Она грустно улыбнулась. Я помог ей сесть на извозчика, поцеловал руку. Извозчик отъехал, она оглянулась, и мне показалось, что на глазах у нее слезы.
У себя в комнате я с раздражением открыл окна, вымылся холодной водой и лег. Все тело разламывало, было сухо и приятно. Всю ночь я не спал, забылся только к утру.
Днем мне принесли телеграмму от Хатидже. Я распечатал ее и читал медленно, слово за словом.
«Получила письмо из Архангельска. Тяжело, но спокойно. Кроме тебя, никого нет. Посылаю письмо.

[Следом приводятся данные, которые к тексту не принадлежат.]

PR #864, opened 2026-09-06
fix(web): validate public artifact-share fetch origins

### LINKED ISSUE #576: [frontend] use-public-artifact-share fetches without auth using client.baseUrl
## Bug
Builds the URL as `${client.baseUrl}/v1/public/artifact-shares/...`. `client.baseUrl` is configured at runtime, not an env var read at build time. If the operator misconfigures `NAKAMA_PUBLIC_URL` to point at a private endpoint, the share fetch hits it.

## Files
- `apps/web/src/hooks/use-public-artifact-share.ts:27-30, 54-56`

## Fix
Validate `client.baseUrl` against a known allow-list (http/https only, no `localhost` in prod).

## Severity
Medium — config-driven SSRF-adjacent.

akmalsyrf:
## Summary

Public artifact-share fetches validate `client.baseUrl` before hitting `/v1/public/artifact-shares/...`. Fixes #576.

**Before:** any absolute `client.baseUrl` (including `file:` / prod `localhost`) was interpolated straight into the unauthenticated share fetch URL.
**After:** `buildPublicArtifactShareUrl` allows empty/relative same-origin, http(s) only, rejects localhost in production; `PublicArtifactSharePage` try/catch keeps download UI stable when build rejects.

Why safe:
1. Default web client still uses `baseUrl: ""` (relative) — happy path unchanged
2. Rejected origins throw into the existing “unavailable” share error; page catch → null download link (same as before)
3. One exported builder + module-local origin check — no wrapper export

Only re-add localhost in prod if a documented reverse-proxy setup requires it. Private LAN IPs are still allowed if misconfigured as an absolute http(s) origin.

## Test plan
- [x] `bun test apps/web/src/lib/public-artifact-share-url.test.ts` (5 pass)
- [x] CI `test` / `knip` / `sync` / `react-doctor` green on prior head; re-run on `83417fbf`
- [ ] Smoke: relative + https OK; `file:` / prod localhost → page download link null (no crash)

### DIFF
--- a/apps/web/src/lib/public-artifact-share-url.ts
+++ b/apps/web/src/lib/public-artifact-share-url.ts
@@ -49,3 +49,17 @@ export function buildPublicArtifactShareUrl(
   const suffix = query ? `?${query}` : "";
   return `${origin}${path}${suffix}`;
 }
+
+/** Same as buildPublicArtifactShareUrl, or null when the origin is rejected. */
+export function tryBuildPublicArtifactShareUrl(
+  baseUrl: string,
+  token: string,
+  query?: string,
+  options?: { isProd?: boolean }
+): string | null {
+  try {
+    return buildPublicArtifactShareUrl(baseUrl, token, query, options);
+  } catch {
+    return null;
+  }
+}
--- a/apps/web/src/lib/public-artifact-share-url.ts
+++ b/apps/web/src/lib/public-artifact-share-url.ts
@@ -1,0 +1,51 @@
+const LOCAL_HOSTS = new Set(["localhost", "127.0.0.1", "::1"]);
+
+function isLocalHostname(hostname: string): boolean {
+  const host = hostname.toLowerCase();
+  return LOCAL_HOSTS.has(host) || host.endsWith(".localhost");
+}
+
+/**
+ * Resolve a safe API origin for unauthenticated public artifact-share fetches.
+ * Empty / relative baseUrl stays same-origin. Absolute URLs must be http(s);
+ * localhost is rejected in production builds.
+ */
+export function resolvePublicArtifactShareOrigin(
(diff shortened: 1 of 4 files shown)


apps/web/src/lib/public-artifact-share-url.ts
```diff
@@ -0,0 +1,65 @@
...
+  options?: { isProd?: boolean }
+): string {
+  const origin = resolvePublicArtifactShareOrigin(baseUrl, options);
+  const path = `/v1/public/artifact-shares/${encodeURIComponent(token)}`;
+  const suffix = query ? `?${query}` : "";
+  return `${origin}${path}${suffix}`;
+}
+
+/** Same as buildPublicArtifactShareUrl, or null when the origin is rejected. */
+export function tryBuildPublicArtifactShareUrl(
```
ahmadrosid: `tryBuildPublicArtifactShareUrl` is only used once, on the share page, so the render path does not throw. Drop this wrapper and wrap that one call in try/catch.

Same with exporting `resolvePublicArtifactShareOrigin` — keep it private and drive the reject cases through `buildPublicArtifactShareUrl` in the tests. Then this file is one throwing builder plus an unexported origin check.

ahmadrosid (commented):
Origin check is the right fix. One extra export layer you can drop.

apps/web/src/lib/public-artifact-share-url.ts
akmalsyrf: Good call — dropped `tryBuildPublicArtifactShareUrl`; the share page catches instead. `resolvePublicArtifactShareOrigin` is module-local now, and the reject/allow cases go through `buildPublicArtifactShareUrl` in the tests.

Хатидже».
«Кроме тебя, никого нет…» Первое «ты», печальное, какое-то материнское «ты». Сразу стало все ясно — над всей моей жизнью пройдет эта любовь, как материнская ласка, когда жизни не жаль, даже любовь к другой кажется не страшной, и ее встречают понимающей улыбкой.
«Она не любит меня, — подумал я о Хатидже. — Это что-то большее. Ему нет имени на человеческом языке».
Я оторвал клочок бумаги от телеграммы и, стараясь твердо держать карандаш, написал:
«На днях еду к тебе. Жди. Не хочу писать, все расскажу».
Я встал и принял хину. С шестого этажа был виден воспаленный закат, самое страшное время для лихорадящих. Сырость пропитывала тело, хотелось горячего чаю, теплых, проветренных комнат.
На странице раскрытой книги, забытой на столе, я медленно прочел:
«Сумерки Тонкина, такие тяжелые вследствие рассеянных солнечных лучей и горячего дождя, нависли какой-то тайной, тайной азиатской — тревожной и злой».